◆ **Work order**: Find "PR #2055, opened 2025-08-30" in the records that follow; print that line and each subsequent line through the last one, verbatim and with nothing added.

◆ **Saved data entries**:

==*==

PR #2044, opened 2025-08-24
Fix moving coremod materials

PlasmaticVoide:
When bioalloy and cmatrix were moved to coremod, the double plates and long rods and small gears were left behind
Also fixed c-matrix mesh smelting having conflicting ebf recipes


Xefyr0 (changes requested):
Looks like you accidentally nicked Rhodium-Plated-Palladium in kubejs/server_scripts/microverse/miners.js

PR #2046, opened 2025-08-25
Nuke Ultradense Hydrogen and Ultradense Helium.

Flare32:
### Does as title says; removes Ultradense H/He because they have one use, bad textures, and no reason to exist
*Flarenuke, verb: "To remove an item to avoid having to update it's texture."*

~~...Yes, yes I *did* forget to remove the textures.~~
**Okay so I don't think I *can* remove files just using the web UI, so they'll probably just have to sit around until someone who knows how to use anything other than the website can clear them out. :(**


WithersChat:
Why 2 slots of oxygen plasma? But aside from that YES THANK YOU

PR #2055, opened 2025-08-30
fix: Pack mode switcher bug when target folder has spaces in it

iluha168:
This pull definitely does not contain a harmless refactor inside


Xefyr0 (approved):

iluha168:
GitHub what the f

PR #2068, opened 2025-09-05
Revamped Rare Earth Line

Jollahs:
makes rare earth outputs better thumbs up emoji


Xefyr0 (changes requested):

==*==

◆ **Solved exercise**:
PR #2055, opened 2025-08-30
fix: Pack mode switcher bug when target folder has spaces in it

iluha168:
This pull definitely does not contain a harmless refactor inside


Xefyr0 (approved):

iluha168:
GitHub what the f

PR #2068, opened 2025-09-05
Revamped Rare Earth Line

Jollahs:
makes rare earth outputs better thumbs up emoji


Xefyr0 (changes requested):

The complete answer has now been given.